═══ SUPPLIED RECORDS

PR #80, opened 2020-09-20
Modularize OCaml library

kq-li:


sampsyo (approved):
Looks great; thanks!!

PR #81, opened 2020-09-21
Fix basic block construction bug

kq-li:
The basic block construction algorithm didn't correctly terminate at labels.


sampsyo:
Good catch!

══════

TASK ITEM: All of the data above needs to be set down again exactly. Include every line.

ANSWER SPACE:
PR #80, opened 2020-09-20
Modularize OCaml library

kq-li:


sampsyo (approved):
Looks great; thanks!!

PR #81, opened 2020-09-21
Fix basic block construction bug

kq-li:
The basic block construction algorithm didn't correctly terminate at labels.


sampsyo:
Good catch!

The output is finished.